# Shooting times for waterfowl hunting in Georgia?



## Arrow3 (Dec 31, 2009)

The DNR website is down and me and a buddy were discussing it.....Isn't it 30 minutes before sunrise and 30 minutes after sunset?


----------



## whitetaco02 (Dec 31, 2009)

I believe it is 30 minutes before sunrise to sunset.


----------



## Nitro (Dec 31, 2009)

Arrow3 said:


> The DNR website is down and me and a buddy were discussing it.....Isn't it 30 minutes before sunrise and 30 minutes after sunset?

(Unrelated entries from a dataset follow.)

PR #262, opened 2025-06-04
feat(dapp): List top level names

### LINKED ISSUE #247: Fetch and display all top level names
Depends on https://github.com/iotaledger/iota-names/issues/246, though it can be worked on the logic to fetch

- Fetch and display (just create a list with its params) all top level names by looking at owned objects with type `{packageid}::iota_names_registration::IotaNamesRegistration`
- Place them under a "names" section
- Use hooks with transtack
- Type the response accordingly with that it can be returned

brancoder:
resolves #247

### DIFF
--- a/dapp/src/app/(protected)/my-names/page.tsx
+++ b/dapp/src/app/(protected)/my-names/page.tsx
@@ -9,7 +9,7 @@ import { AvailabilityCheck } from '@/components';
 
 function MyNamesPage(): JSX.Element {
     return (
-        <div className="flex flex-col w-full gap-y-4 items-center">
+        <div className="flex flex-col w-full gap-y-lg items-center">
             <AvailabilityCheck />
             <div className="pt-md">
                 <Title title="My names" testId="my-names-page" />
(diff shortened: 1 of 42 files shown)


marc2332 (approved):

dapp/src/app/(protected)/my-names/page.tsx
```diff
@@ -3,17 +3,30 @@
 
 'use client';
 
-import { Title } from '@iota/apps-ui-kit';
+import { KeyValueInfo, Title } from '@iota/apps-ui-kit';
 
 import { AvailabilityCheck } from '@/components';
+import { useRegistrationNfts } from '@/hooks/useRegistrationNfts';
```
evavirseda: can we create an index file in the hooks folder and use the path `@/hooks`, like we do with components?

evavirseda (changes requested):
just a tiny detail, but works great!

dapp/src/app/(protected)/my-names/page.tsx
marc2332: I just pushed but I dont think this is a good idea, it leads to circular dependencies, unnecessary work (to add, update and remove the barrel files), and worse performance (as the moment you import a hook you end up loading all of them)

Literally everything is downsides, all you gain is shorter imports

evavirseda (approved):

Issue #253, opened 2025-06-03
Add action to set permissions


begonaalvarezd:
Depends on https://github.com/iotaledger/iota-names/issues/247 & https://github.com/iotaledger/iota-names/issues/248, though it can be worked on the logic to set permissions and allowance criteria

- For subnames (not names) we should render a button to set permissions if possible
- Its possible to set permissions if not expired
- Pre-fill existing permissions, use checkboxes
- Permissions are:
    - Allow subdomains
    - Allow renewal
- Add logic to update permissions (ptb move call)

PR #266, opened 2025-06-05
feat(dapp): action to create subname

### LINKED ISSUE #249: Add action to add subname
Depends on https://github.com/iotaledger/iota-names/issues/247 & https://github.com/iotaledger/iota-names/issues/248, though it can be worked on the logic to create subnames and allowance criteria

- To all names and subnames, we should render a button to add a subname
- Add is allowed if:
    - not expired: ignore grace periods here, look at expiration value only
    - subnames must have subname creation allowed, names always can have subnames
- Implement logic, ptb move call
- Use the same expiration time as parent for now

KeitoTadashi:
fixes #249 
depends on #253 :warning:


dapp/src/components/dialogs/UpdateNameDialog.tsx
```diff
@@ -108,6 +185,37 @@ export function UpdateNameDialog({ name, open, setOpen }: UpdateNameDialogProps)
...
+        const parentObjectId = getSubdomainObjectId(nameRecord.nameRecord.name);
+        updates.push({
+            type: 'new-subdomain',
+            subdomainName: fullSubdomainName,
+            parentNftId: parentObjectId ?? '',
+            expirationTimeParent: nameRecord?.nameRecord?.expirationTimestampMs || 0,
+            allowChildCreation: editIsAllowSubnames,
+            allowTimeExtension: editIsAllowingRenew,
+        });
+    }
```
brancoder: this breaks the transaction creation for changing subdomain permissions. it trys to add a new domain when just changing permission of the existing subdomain

brancoder (changes requested):

PR #270, opened 2025-06-05
feat(dapp): show subdomains

### LINKED ISSUE #248: Fetch and display all node subnames
Depends on https://github.com/iotaledger/iota-names/issues/246, though it can be worked on the logic to fetch
Align with https://github.com/iotaledger/iota-names/issues/247 to reuse components if needed

- We ignore leafs for now
- Fetch and display (just create a list with its params) all node subnames by looking at owned objects with type `{packageid}::subdomain_registration::SubdomainRegistration`
- Place them under a "subnames" section
- Use hooks with transtack
- Type the response accordingly with that it can be returned

panteleymonchuk:
closes #248


dapp/src/hooks/useSubdomainRegistrations.ts
```diff
@@ -0,0 +1,43 @@
...
+
+import { useGetAllOwnedObjects } from './useGetAllOwnedObjects';
+
+interface RegistrationNft {
+    name: string;
+    description?: string;
+    image_url?: string;
+    link?: string;
+    project_url?: string;
+}
```
brancoder: we could extract this type to type because we have a same one in `useRegistrationNfts`

brancoder (changes requested):
LG just a type change

dapp/src/hooks/useSubdomainRegistrations.ts
brancoder, line 1: also this hook looks same as useRegistrationNfts, they just differ in the object type.  maybe we could use same hook and add prop type. wdyt?

brancoder (changes requested):

msarcev (dismissed):
I wouldn't merge this until we merge https://github.com/iotaledger/iota-names/pull/277
No point in merging using the jsonRPC transport and then later having to fix it again cause it doesn't work on graphqlTransport

brancoder:
> I wouldn't merge this until we merge #277 No point in merging using the jsonRPC transport and then later having to fix it again cause it doesn't work on graphqlTransport

I think we can merge this,  this will work because the underlying transport will just change and hook will remain the same.

marc2332 (dismissed):
~~I would use the graphql query instead~~

dapp/src/app/(protected)/my-names/page.tsx
```diff
@@ -4,12 +4,25 @@
...
-    const registrationNfts = useRegistrationNfts();
+    const { iotaNamesClient } = useIotaNamesClient();
+    const packageId = iotaNamesClient.config.packageId;
+
+    const registrationNfts = useRegistrationNfts({
+        StructType: getIotaNamesRegistrationType(packageId),
+    });
+    const subdomains = useRegistrationNfts({
+        StructType: getIotaSubdomainRegistrationType(packageId),
+    });
```
marc2332: nit: consistency
```suggestion
    const domainsNfts = useRegistrationNfts({
        type: 'domains'
    });
    const subdomainsNfts = useRegistrationNfts({
        type: 'subdomains',
    });
```

dapp/src/app/(protected)/my-names/page.tsx
```diff
@@ -19,14 +32,31 @@ function MyNamesPage(): JSX.Element {
             </div>
             <div className="flex flex-col gap-x-sm items-center">
                 {registrationNfts?.map((nameRecord) => (
-                    <KeyValueInfo
-                        key={nameRecord.name}
-                        keyText={nameRecord.name}
-                        value={nameRecord?.description ?? ''}
-                        fullwidth
-                    />
+                    <>
```
marc2332: This fragment can be removed

dapp/src/hooks/useRegistrationNfts.ts
marc2332, line 1: I would maybe have kept the code of the filter here and instead just made the hook accept a `type` flag with `'domains' | 'subdomains'` type, having to pollute the components with filters is unnecessary

marc2332 (changes requested):

brancoder (changes requested):
conflicts 🙏

evavirseda (approved):

marc2332 (approved):

brancoder (approved):
LGTM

30 minutes before sunrise- based upon your location to legal sunset. Don't go 30 minutes after....."They" love that.


----------



## JDAWG (Dec 31, 2009)

http://aa.usno.navy.mil/data/docs/RS_OneYear.php


----------



## whitetaco02 (Dec 31, 2009)

Shooting or Hawking Hours: Shooting or hawking hours
for all migratory species listed herein will be 1/2 hour before sunrise to sunset.

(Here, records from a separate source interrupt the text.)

PR #690, opened 2019-03-15
Initial support for batch metrics with Micrometer

benas:
Implements [BATCH-2774](https://jira.spring.io/browse/BATCH-2774)


spring-batch-core/src/main/java/org/springframework/batch/core/job/AbstractJob.java
```diff
@@ -60,6 +63,8 @@
 public abstract class AbstractJob implements Job, StepLocator, BeanNameAware,
 InitializingBean {
 
+	private static final String METRICS_PREFIX = "spring.batch.";
```
benas: @mminella What is the best place to define this constant? It is currently duplicated in 4 places.

spring-batch-core/src/main/java/org/springframework/batch/core/step/item/SimpleChunkProcessor.java
```diff
@@ -292,16 +304,32 @@ protected void write(StepContribution contribution, Chunk<I> inputs, Chunk<O> ou
...
+				.register(Metrics.globalRegistry)
+		);
+	}
+
 	protected Chunk<O> transform(StepContribution contribution, Chunk<I> inputs) throws Exception {
 		Chunk<O> outputs = new Chunk<>();
 		for (Chunk<I>.ChunkIterator iterator = inputs.iterator(); iterator.hasNext();) {
 			final I item = iterator.next();
 			O output;
+			Timer.Sample sample = Timer.start(Metrics.globalRegistry);
```
benas: @jkschneider Should this be moved outside the loop? Do we need a sample for each processed item?

jkschneider: I suppose that's up to you and what you want to monitor. No right/wrong answer here.

build.gradle
```diff
@@ -98,6 +98,7 @@ allprojects {
 		beanshellVersion = '2.0b5'
 		jaxbApiVersion = '2.3.1'
 		jaxbImplVersion = '2.3.0.1'
+		micrometerVersion = '1.1.1'
```
jkschneider: 1.1.3 is out.

spring-batch-core/src/main/java/org/springframework/batch/core/job/AbstractJob.java
```diff
@@ -353,6 +362,13 @@ public final void execute(JobExecution execution) {
 					execution.setExitStatus(exitStatus.and(newExitStatus));
 				}
 
+				timerSample.stop(Timer.builder(METRICS_PREFIX + "job")
+						.description("Job duration in seconds")
```
jkschneider: Don't refer to "seconds" here. The actual base unit of time will depend on the monitoring system, e.g. seconds for prometheus, nanos for Atlas, millis for Datadog. Just call it "Job duration".

spring-batch-core/src/main/java/org/springframework/batch/core/step/AbstractStep.java
```diff
@@ -256,6 +261,13 @@ public final void execute(StepExecution stepExecution) throws JobInterruptedExce
 						+ "This job is now in an unknown state and should not be restarted.", name, stepExecution.getJobExecution().getJobInstance().getJobName()), e);
 			}
 
+			sample.stop(Timer.builder(METRICS_PREFIX + "step")
+							.description("Step duration in seconds")
```
jkschneider: See above comment about "seconds".

spring-batch-samples/src/test/java/org/springframework/batch/sample/metrics/BatchMetricsTests.java
```diff
@@ -0,0 +1,168 @@
...
+		
+		// when
+		JobExecution jobExecution = jobLauncher.run(job, new JobParameters());
+		
+		// then
+		assertEquals(ExitStatus.COMPLETED, jobExecution.getExitStatus());
+		List<Meter> meters = Metrics.globalRegistry.getMeters();
+		assertThat(meters, Matchers.hasSize(7));
+
+		Meter.Id itemReadMeter = meters.get(0).getId();
```
jkschneider: Micrometer has a built-in testing facility for this. Use:
```
Metrics.globalRegistry.get("spring.batch.item.read")
   .tag("job.name", "job") // single tag at a time
   .tag("step.name", "step2", "status", "SUCCESS") // or you can do them all at once
   .timer();
```

If you use `get(..)` and there isn't a meter with this type/name/tags, Micrometer will throw a runtime exception and generate a detailed description of why it couldn't find it and which meters got closest to matching your requirements.

This has the added benefit of not requiring the meters to be in any certain order.

spring-batch-core/src/main/java/org/springframework/batch/core/job/AbstractJob.java
mminella: I'm struggling with an answer here.  The reason is that I can't think of anywhere else in the framework (short of logging) that we have a library like this that we have sprinkled through out the framework in this decentralized way.  Because of that, there isn't an obvious place to hang that constant (or the `SUCCESS`/`FAILURE` ones either for that matter).  I considered suggesting putting the logic we need into a `MetricsHandler` or something of the like that would encapsulate just our usage of micrometer (static util methods).  That would be a logical place to drop these constants as well.  However, you then get closer to the facade of a facade that we were trying to avoid with that approach (it's not the same thing, but it is similar)...

build.gradle
benas: Updated to 1.1.3. I see 1.1.4 is planned for today. I will update to 1.1.4 before our release planned for next Friday.

spring-batch-core/src/main/java/org/springframework/batch/core/job/AbstractJob.java
benas: Make sense. Removed the unit from all descriptions.

spring-batch-core/src/main/java/org/springframework/batch/core/step/AbstractStep.java
benas: Make sense. Removed the unit from all descriptions.

spring-batch-samples/src/test/java/org/springframework/batch/sample/metrics/BatchMetricsTests.java
benas: Got it. I updated the test to get each meter with its name/tags. That's indeed a better approach to avoid getting metrics in any certain order.

spring-batch-core/src/main/java/org/springframework/batch/core/job/AbstractJob.java
```diff
@@ -297,7 +302,11 @@ public final void execute(JobExecution execution) {
 		}
 
 		JobSynchronizationManager.register(execution);
-
+		LongTaskTimer longTaskTimer = LongTaskTimer.builder(METRICS_PREFIX + "jobs.active")
+				.description("Active jobs")
```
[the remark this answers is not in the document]
benas: I agree. I changed `jobs.active` to `job.active` for consistency. However, the description should remain in plural because this is what it really is: Currently "in flight" jobs to use micrometer terminology.

spring-batch-core/src/main/java/org/springframework/batch/core/job/AbstractJob.java
benas: Good idea. I moved all interactions with micrometer to a `BatchMetrics` class. This makes the code cleaner and is a good place to define metrics constants.

spring-batch-core/src/main/java/org/springframework/batch/core/StepContribution.java
```diff
@@ -191,6 +195,14 @@ public int getProcessSkipCount() {
 		return processSkipCount;
 	}
 
+	/**
+	 * Public getter for the parent step execution of this contribution.
+	 * @return parent step execution of this contribution
+	 */
+	public StepExecution getStepExecution() {
+		return stepExecution;
+	}
```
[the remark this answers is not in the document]
benas: we might need other things in addition to job/step name so I would stick to `StepExecution`.

build.gradle
benas: I saw micrometer v1.1.4 has been released today. I updated the PR to use 1.1.4.

benas:
@Buzzardo Could you please review the new docs related to this PR? See here: https://github.com/spring-projects/spring-batch/pull/690/commits/5eb2d6f8eb880b2d854e9092eff10e28e0ab0f1a

spring-batch-docs/asciidoc/monitoring-and-metrics.adoc
```diff
@@ -0,0 +1,69 @@
...
+|spring.batch.item.read|TIMER|Duration of item reading
+|spring.batch.item.process|TIMER|Duration of item processing
+|spring.batch.chunk.write|TIMER|Duration of chunk writing
+|===============
+
+[[custom-metrics]]
+
+=== Custom metrics
+
+If you want to use your own metrics in your custom components, we recommend to use
```
Buzzardo: Should be "we recommend using" rather than "we recommend to use".

spring-batch-docs/asciidoc/monitoring-and-metrics.adoc
```diff
@@ -0,0 +1,69 @@
...
+=== Built-in metrics
+
+Metrics collection does not require any specific configuration. All metrics provided
+by the framework are registered in
+link:$$https://micrometer.io/docs/concepts#_global_registry$$[Micrometer's global registry]
+under the `spring.batch.` prefix. The following table explains all metrics in details:
+
+|===============
+|__Metric Name__|__Type__|__Description__
+|spring.batch.job|TIMER|Duration of job execution
```
Buzzardo: I would use the code font for the Metric Name and Type values (not the headers but the contents of each row.

spring-batch-core/src/main/java/org/springframework/batch/core/StepContribution.java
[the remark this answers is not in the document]
mminella: The more I think about this, the less I like it.  The `StepContribution` is basically supposed to represent the `StepExecution` so wrapping the `StepExecution` in the `StepContribution` just doesn't feel right to me.  I'd rather just copy the fields over into this class.  I get that it's more code, but I believe it's more clear on the intent.  If you agree with this, I can make the update on merge.

spring-batch-core/src/main/java/org/springframework/batch/core/metrics/BatchMetrics.java
```diff
@@ -0,0 +1,116 @@
...
+import io.micrometer.core.instrument.Timer;
+
+/**
+ * Main entry point to interact with Micrometer's {@link Metrics#globalRegistry}.
+ * Provides common metrics such as {@link Timer}, {@link Counter} and {@link Gauge}.
+ *
+ * Only intended for internal use.
+ *
+ * @author Mahmoud Ben Hassine
+ */
```
mminella: `@since` tag.

spring-batch-core/src/main/java/org/springframework/batch/core/metrics/BatchMetrics.java
```diff
@@ -0,0 +1,116 @@
...
+
+	private BatchMetrics() {}
+
+	/**
+	 * Create a {@link Timer}.
+	 *
+	 * @param name        of the timer. Will be prefixed with {@link BatchMetrics#METRICS_PREFIX}.
+	 * @param description of the timer
+	 * @param tags        of the timer
+	 * @return a new timer instance
```
mminella: I'm not saying we need to make a big deal out of it right now, but your column based layout for the `@param` javadoc is different than the rest of the codebase.  We should come to an agreement on one way or the other.

spring-batch-core/src/main/java/org/springframework/batch/core/metrics/BatchMetrics.java
benas: Added `@since` tag.

spring-batch-core/src/main/java/org/springframework/batch/core/metrics/BatchMetrics.java
benas: Fixed to be consistent with the rest of the code base.

spring-batch-core/src/main/java/org/springframework/batch/core/StepContribution.java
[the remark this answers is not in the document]
benas: > so wrapping the `StepExecution` in the `StepContribution` just doesn't feel right to me

We are not wrapping the `StepExecution` in the `StepContribution`, that would be wrong! We are just keeping a reference to the enclosing `StepExecution`. FTR, when we create a step execution from a job execution using [`JobExecution#createStepExecution`](https://github.com/spring-projects/spring-batch/blob/master/spring-batch-core/src/main/java/org/springframework/batch/core/JobExecution.java#L228), the returned `StepExecution` has a [reference to the enclosing job execution](https://github.com/spring-projects/spring-batch/blob/master/spring-batch-core/src/main/java/org/springframework/batch/core/StepExecution.java#L102) and a [getter for it](https://github.com/spring-projects/spring-batch/blob/master/spring-batch-core/src/main/java/org/springframework/batch/core/StepExecution.java#L331). Same thing  for the step contribution here, when we create a step contribution from a step executionusing [StepExecution#createStepContribution](https://github.com/spring-projects/spring-batch/blob/master/spring-batch-core/src/main/java/org/springframework/batch/core/StepExecution.java#L340-L342), we keep a reference to the enclosing step execution. This is probably better explained with a diagram:

step-contribution 001

The dotted links were missing, I added them here. What I like about this approach is:

* Design consistency with Job Execution -> Step Execution
* Simplicity: I don't like passing job name, step name, etc everywhere in method signatures
* Proactive: we might need other infos in addition to job name and step name

If your concern is getting access to the step execution from the step contribution in `Tasklet#execute(StepContribution contribution, ChunkContext chunkContext)` and messing with it, then this would not be an issue since the step execution is accessible from the chunk context through `chunkContext.getStepContext().getStepExecution()`.

benas:
Rebased and merged as 57c8d70ff3f400b54389337809332eebb14d87a2.

benas:
Rebased and merged as 57c8d70ff3f400b54389337809332eebb14d87a2.

hbourada:
Hello
I think creating a direct micro meter dependency directly in spring batch core is a bad design for jobs that do not want use micro meter or are monitoring directly their job by other means (listeners by example)
Also I think that metrics should be moved in spring boot part in actuator which includes such functionality 
Regards
Hichem B

benas:
Hi @hbourada 

Thank you for your feedback!

> I think creating a direct micro meter dependency in spring batch core is a bad design for jobs that do not want use micro meter or are monitoring directly their job by other means (listeners by example)

It would have been a bad design if we added a dependency to a specific monitoring library or a specific monitoring system client, but the idea here is to use a metrics facade (which is micrometer) and let users choose the monitoring backend of their choice. In the logging world, this would be the same as adding a dependency to SLF4J (rather than a specific logging framework), and this is exactly what we did but for metrics.

That said, nothing prevents you form using another metrics library to monitor your job with listeners.

> Also I think that metrics should be moved in spring boot part in actuator which includes such functionality

What about non boot users? As Spring Batch framework developers, we need to think about Spring Batch users that are **not** Spring Boot users. Non boot users will have to configure their metrics client manually, while boot users will get this for free, but **both of them** should be able to consume batch metrics from Micrometer's registry.

Regards,
Mahmoud

PascalSchumacher:
Some methods of `BatchMetrics` like `createCounter`, `createGauge` are currently unused.

I'm wondering if these should be deleted, or is it planned to add other metrics like counters in the future?

benas:
@PascalSchumacher We are gathering feedback on this initial micrometer support until the next GA (planned for August) and we might introduce new metrics of type counter and gauge in the upcoming milestones. If it's not the case, those methods will be removed.

PascalSchumacher:
Thank for the information. Imho more metrics would be great to have.

benas:
> If it's not the case, those methods will be removed.

We are going to release 4.2.0.RC1 soon. We did not receive feedback to add new metrics, so I [removed](63d3e4e043bd5ae8c2d7ab71bac6c89dcff1fd8f) these unused methods. We can always re-add them if needed in the future.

http://www.georgiawildlife.com/sites...ratoryBird.pdf


----------



## Arrow3 (Dec 31, 2009)

Post #4 confused me here....

http://forum.gon.com/showthread.php?t=465380


----------



## 27metalman (Dec 31, 2009)

Post #4, I think, is trying so send you to a link that shows sunrise and sunset times.  You type in you zip code and it'll give you the sunrise/sunset for a year.  Everyone is correct... 30 mins before sunrise to sunset.  You're thinking about way back when, when you could shoot til dark, just like we use to shoot with lead... Ahh, the good ole' days!


----------



## Arrow3 (Dec 31, 2009)

27metalman said:


> Post #4, I think, is trying so send you to a link that shows sunrise and sunset times.  You type in you zip code and it'll give you the sunrise/sunset for a year.  Everyone is correct... 30 mins before sunrise to sunset.  You're thinking about way back when, when you could shoot til dark, just like we use to shoot with lead... Ahh, the good ole' days!



not post #4 on this thread....post #4 on the thread that I provided the link to....


----------



## whitetaco02 (Dec 31, 2009)

Brandon, he is WRONG!!!!


----------



## bnew17 (Dec 31, 2009)

it all depends on where im hunting


----------



## JDAWG (Dec 31, 2009)

5:39
for today if you live in macon


----------



## 27metalman (Dec 31, 2009)

My bad... Yea, he's way off.


----------